***** Records for processing

PR #88, opened 2015-06-29
Versioneer pep257

glennmatthews:
* `versioneer.py` is now also PEP257 compliant
* use [flake8-docstrings](https://pypi.python.org/pypi/flake8-docstrings/0.1.2) to run `pep257` as part of the `flake8` run.
* exclude `.pyc` files from `.gitignore` for convenience.


warner:
Looks good.. merged (in rebased form) in 12e7d8b. Thanks!

PR #94, opened 2015-08-09
added pep440-bare style

clearclaw:
Added a pep440-bare style to address legacy projects which already used the commit count as the unadulterated patch/minor number.


clearclaw:
Gahh!

PR #95, opened 2015-08-09
Added an additional pep440-bare style

clearclaw:
This is useful for legacy projects which already used the count from the last tag as their patch/minor number.  Moving to "post#" in the version string causes sorting problems for them.


clearclaw:
The Travis errors appear to be due to pre-existent pyflake errors.  I can fix those too if wished.

effigies:
We're working on reviving this project. Can you rebase/merge master to resolve conflicts and refresh the CI?

PR #105, opened 2015-11-27
Use only numeric versions in Git, ignore other tags with the same prefix

nolar:
I want to use simplified version tags in my projects: either "1.2.3rc" or "v1.2.3rc" (as in gevent), i.e. with no special long prefixes, such as "mylibrary-".

In current versioneer implementation, it would conflict with other tags that start with "v" (if prefix is set to "v") or with all tags (if prefix is an empty string).

Obviously, versions that start with non-digit either are very rare or do no exist at all; versions always start with a number.

So, by setting the prefix to "v", I expect that only tags like "v1.2.3rc" will be used, while tags like "vararg-experiment" or "vasilyev-patch" would not be treated as version tags (assuming that no other helper tags look like "v[digit]...").

Similarly, when I set the tag prefix to an empty string, I expect that "1.2.3rc1" would be treated as a version, while "here-it-happened-2" would not.

Now, "vasilyev-patch" leads to a version "asilyev-patch+28.gxxxxxxxx", and "here-it-happened-2" leads to a version "here-it-happened-2+28.gxxxxxxxx". And you cannot use lightweight tags for such temporary things, because "--tags" option is used in versioneer.

As tag patterns are passed to `git describe --match`, and it accepts glob(7) patterns, my suggestion is to fix this line to expect at least one digit after the prefix; all other logic with prefix removal stays the same, the digit itself goes to the version number as usually. If needed, additional option can be added for those very rare cases when version is not numeric — I can't imaging this, though, so this is not needed yet.

PS: Not sure how to add tests for this properly.

### DIFF
--- a/src/git/from_vcs.py
+++ b/src/git/from_vcs.py
@@ -26,7 +26,7 @@ def git_pieces_from_vcs(tag_prefix, root, verbose, run_command=run_command):
     # if there isn't one, this yields HEX[-dirty] (no NUM)
     describe_out = run_command(GITS, ["describe", "--tags", "--dirty",
                                       "--always", "--long",
-                                      "--match", "%s*" % tag_prefix],
+                                      "--match", "%s[[:digit:]]*" % tag_prefix],
                                cwd=root)
     # --long was added in git-1.5.5
     if describe_out is None:


nolar:
All the failed tests are due to flake8 errors, which are not part of this pull request.

effigies:
We're working on reviving this project. Can you rebase/merge master to resolve conflicts and refresh the CI?

nolar:
@effigies Hm. That was 5 years ago. I already forgot what was the problem. But I will try.

yarikoptic:
can't believe we don't have that in versioneer yet! `tag_prefix` is indeed too limiting!  I would say we better add `tag_glob` and just pass it to git describe, e.g. 

```shell
$> git describe                 
schema-0.4.0

$> git describe --match '[0-9]*'
0.2.0
```
then it would make any custom selection git can do possible.

yarikoptic:
d'oh me -- I was blind... since versioneer passes `tag_prefix` directly to `--match` isn't it just a matter of confusing name and `tag_prefix` is really a `tag_glob`? ;-)

```
$> git grep -e --match
src/git/from_vcs.py:                                     "--match", "%s*" % tag_prefix],
```
so nothing to be done beyond improving documentation? (didn't try though)

yarikoptic:
sorry for the flood -- nope. Due to trailing `*` it is still indeed a glob but wouldn't work to limit "exactly".  So adding `tag_glob` would still benefit.  As for original use-case prompted the PR it should just be possible to pass `[[:digit:]]` as part of the `tag_prefix`.

nolar:
Hello. As this PR's author, I have to admit that I do not remember why I proposed this solution, and actually what was the problem 6 years ago and if it is still the problem. 

Maybe, it was because regexps were not documented as possible values for the prefix; and it was not clear (from the docs) which type of regexps to use. The prefix implied only the strings to be used "as is". If a regexp is passed as a string prefix for an undocumented assumption about passing to `git --match`, it might eventually be broken by changing the semantics of prefixes (e.g. by escaping them) — unless documented as regexp-compatible.

Anyway, I think this PR can be closed as stale.

PR #106, opened 2015-12-14
Detect `GIT_DIR` environment variable.

skion:
This change makes versioneer work in situations where the git dir is separated from the working tree.


warner:
I think this is obsoleted by #61, which runs `git rev-parse --git-dir` instead of looking for a `.git` directory.

PR #115, opened 2016-05-09
b64decode in python3.2 accepts only bytes

grzanka:
py32 added to the test suite as special case with virtualenv < 14.0
updated README.md and setup.py with correct python versions
tox configuration modified accordingly


ant6:
@warner merge please, I need this too :)

warner:
looks good.. thanks!

PR #120, opened 2016-06-01
Extend version info by commitdate

marcelhuberfoo:
This patch adds a `date` entry to the version dictionary.
Thanks to @thurask for the initial work!

### DIFF
--- a/README.md
+++ b/README.md
@@ -104,6 +104,9 @@ information:
 * `['full-revisionid']`: detailed revision identifier. For Git, this is the
   full SHA1 commit id, e.g. "1076c978a8d3cfc70f408fe5974aa6c092c949ac".
 
+* `['date']`: Date and time of the latest `HEAD` commit. For Git, it is the
+  commit date in ISO 8601-like format.
+
 * `['dirty']`: a boolean, True if the tree has uncommitted changes. Note that
   this is only accurate if run in a VCS checkout, otherwise it is likely to
   be False or None
--- a/src/cmdclass.py
+++ b/src/cmdclass.py
@@ -45,7 +45,7 @@ def get_cmdclass():
             print("Version: %s" % vers["version"])
             print(" full-revisionid: %s" % vers.get("full-revisionid"))
             print(" dirty: %s" % vers.get("dirty"))
-            print(" time: %s") % vers.get("time"))
+            print(" date: %s" % vers.get("date"))
             if vers["error"]:
                 print(" error: %s" % vers["error"])
     cmds["version"] = cmd_version
--- a/src/cmdclass.py
+++ b/src/cmdclass.py
@@ -45,6 +45,7 @@ def get_cmdclass():
             print("Version: %s" % vers["version"])
             print(" full-revisionid: %s" % vers.get("full-revisionid"))
             print(" dirty: %s" % vers.get("dirty"))
+            print(" time: %s") % vers.get("time"))
             if vers["error"]:
                 print(" error: %s" % vers["error"])
     cmds["version"] = cmd_version
--- a/src/from_parentdir.py
+++ b/src/from_parentdir.py
@@ -16,7 +16,7 @@ def versions_from_parentdir(parentdir_prefix, root, verbose):
         if dirname.startswith(parentdir_prefix):
             return {"version": dirname[len(parentdir_prefix):],
                     "full-revisionid": None,
-                    "dirty": False, "error": None, "time": None}
+                    "dirty": False, "error": None, "date": None}
         else:
             rootdirs.append(root)
             root = os.path.dirname(root)  # up a level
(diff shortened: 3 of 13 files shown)


warner:
Looks cool. A couple of issues:

* some places use `None` to mean "no date available", and others use an empty string. Let's standardize on using None, since that's what we do for the other keys
* so some places that do `pieces.get("date", "")` should become just `pieces.get("date")`
* what's the oldest version of git-export that supports the `$Format:ci$` syntax? I think we currently require at least git-1.5.5 (for `git describe --long`); if `ci` makes us need a newer git, we should document that somewhere, or figure out how to tolerate the git-export being too old (`date = None` is a fine fallback, just as long as it doesn't crash entirely). At the very least, let's add a comment to long_header.py (in `get_keywords()`) mentioning the oldest git that understands `%ci`.

Should we consider naming the key `date_iso8601` instead of just `date`? I'm on the fence about it. In my programs, when I'm dealing with time, I always stick to seconds-since-epoch, and leave formatting up to the UI. But here, we're getting a string (in a specific format) from git, and the most likely use case is for it to be printed as-is. And also that string contains extra timezone information that isn't included in seconds-since-epoch. So I wouldn't argue to do any parsing or conversion in versioneer. But it might be a good idea to remind callers that this is 1: a string (not a number), 2: in this specific ISO-8601 format. And also to remind future versioneer authors (e.g. those adding support for SVN or something other than git) of the format that's expected for this key, making it their responsibility to convert it if their VCS doesn't use ISO-8601 natively.

I dunno.. what do you think?

Also, I just pushed some fixes to trunk that fix flake8 on py2.6 (by downgrading the version).. could you rebase this branch and force-push, to trigger a new build, to include the py2.6 fix?

thurask:
I believe %ci format originated in [git 1.5.3](https://github.com/git/git/commit/ee8f838e0346751b21250f8d107049829b855a98), although there was a syntax change in [git 2.2.0](https://github.com/git/git/commit/466fb6742d7fb7d3e6994b2d0d8db83a8786ebcf).

warner:
Cool, thanks for the research. It looks like `%cI` (with a capital I), meaning strict-iso, is what got added in 2.2.0. And a quick test shows that unrecognized format strings are left as-is, so e.g. `$Format:%cI$` on a pre-2.2.0 git-export should be turned into `%cI`.

2.2.0 feels a bit too new to mandate (i.e. I want versioneer to keep working if you do an export with 2.1.0), but I'd like to get the strict ISO date if possible.

What do you think about declaring that git-2.2.0 or later gets you the `date_iso8601` field, and older gits will omit that field? To implement that, we'd use `$Format:%cI$` in `get_keywords()`, and if `git_get_keywords()` sees a value of "%cZ", it will pretend that it didn't see the value?

Another possibility is that we use `ci`, but `git_get_keywords()` modifies the value it gets back to be strict ISO-8601 (using the same rules that git does, which git/t/t4205-log-pretty-formats.sh says is `sed -e "s/ /T/; s/ //; s/..\$/:&/"`). That would get us `date_iso8601` all the way back to 1.5.3, which is comfortably ancient. It'd still be nice to notice un-expanded `%ci` and omit the date field.

thurask:
I'm fine with ISO 8601-like, as the ISO 8601-like format can be consistently extracted with little work from, at the very least, Git, Mercurial and Subversion.

Mercurial [>=1.0](https://selenic.com/hg/annotate/8999d1249171/mercurial/templatefilters.py):

    >hg log --limit 1 --template "{date|isodatesec}"
    2016-09-08 11:15:14 +0200

Subversion [anything after 2001](http://svn.apache.org/viewvc/subversion/trunk/subversion/include/svn_time.h?revision=839634&view=markup&pathrev=841883):

    >svn info | grep Date
    Last Changed Date: 2014-03-21 01:48:51 -0400 (Fri, 21 Mar 2014)

Git >=1.5.3:

    > git show -s --format=%ci HEAD
    2016-05-31 13:02:11 +0200

Still, if one wants to do so, I prefer converting the ISO8601-like format to actual ISO 8601 through a one liner in `git_get_keywords()` over any format voodoo:

    if line.strip().startswith("git_date ="):
        mo = re.search(r'=\s*"(.*)"', line)  # "2016-09-08 11:15:14 +0200"
        if mo:
            keywords["date"] = mo.group(1).replace(" ", "T", 1).replace(" ", "", 1)  # "2016-09-08T11:15:14+0200"

Incidentally, rebasing this PR onto your master as of yesterday (https://github.com/thurask/python-versioneer/tree/xcommit) gives [the all-clear on Travis for all versions](https://travis-ci.org/thurask/python-versioneer/builds/160745176).

warner:
Oh, right, so we can use `%ci` all the time, and convert it all the time, and get strict-8601 for anything >=1.5.3 . That sounds fine, no need to bother trying to use `%cI` or surviving if it doesn't exist.

(I'd like to be able to say that the `["date"]` piece is strict ISO-8601, I think that will help folks downstream)

warner:
I've added a patch to fix up the date that way, and updated the docs to mention that we're providing strict ISO-8601 dates. I also changed the `pieces` dict to make `["date"]` be None if we couldn't get one, rather than an empty string.

Landing (in rebased form) in 4e320bf264b momentarily. Thanks!

PR #125, opened 2016-09-16
Remove unused import in _version.py from file

akarnani:
The `_version.py` file generated for a from_file environment contained an unused `import sys` which occasionally could cause linting failures.


warner:
Looks good.. thanks! I was running into this problem myself just a few days ago.

I think that travis failure was because flake8 has stopped supporting py2.6 . I've updated the travis config to downgrade flake8 on older pythons, so I think it should pass when I merge this.

PR #139, opened 2017-01-02
Fix cmdclass, allow passing in of base cmdclass

### LINKED ISSUE #128: cmdclass clash
Versioneer creates a `cmdclass` and requires that the `setup` method uses that. While this works for the majority of packages, it breaks when a package must use a different `cmdclass`. For example numpy defines a [cmdclass](https://github.com/numpy/numpy/blob/6bb5a22ac873a76f4e80988469fe84c1067a7d58/numpy/distutils/core.py#L32). This `cmdclass` is also used by scipy and definitely relied upon by a bunch of other [scikits](http://scikits.appspot.com/scikits) -- those that follow the format specified by the [scikit-example](https://github.com/pv/scikit-example).

Specifically, the issue arises from 2 classes that Versioneer extends to create the `cmdclass` i.e `build_py` and `sdist`.

A solution would be to let `get_cmdclass()` take arguments for these base classes. i.e. having the a  signature like the following:

```python
get_cmdclass(build_py=None, sdist=None)
```
Such a change should be backwards compatible.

**********

Task objective: From the records above, pull out every line containing the word "bare".

Answer to this problem:
added pep440-bare style
Added a pep440-bare style to address legacy projects which already used the commit count as the unadulterated patch/minor number.
Added an additional pep440-bare style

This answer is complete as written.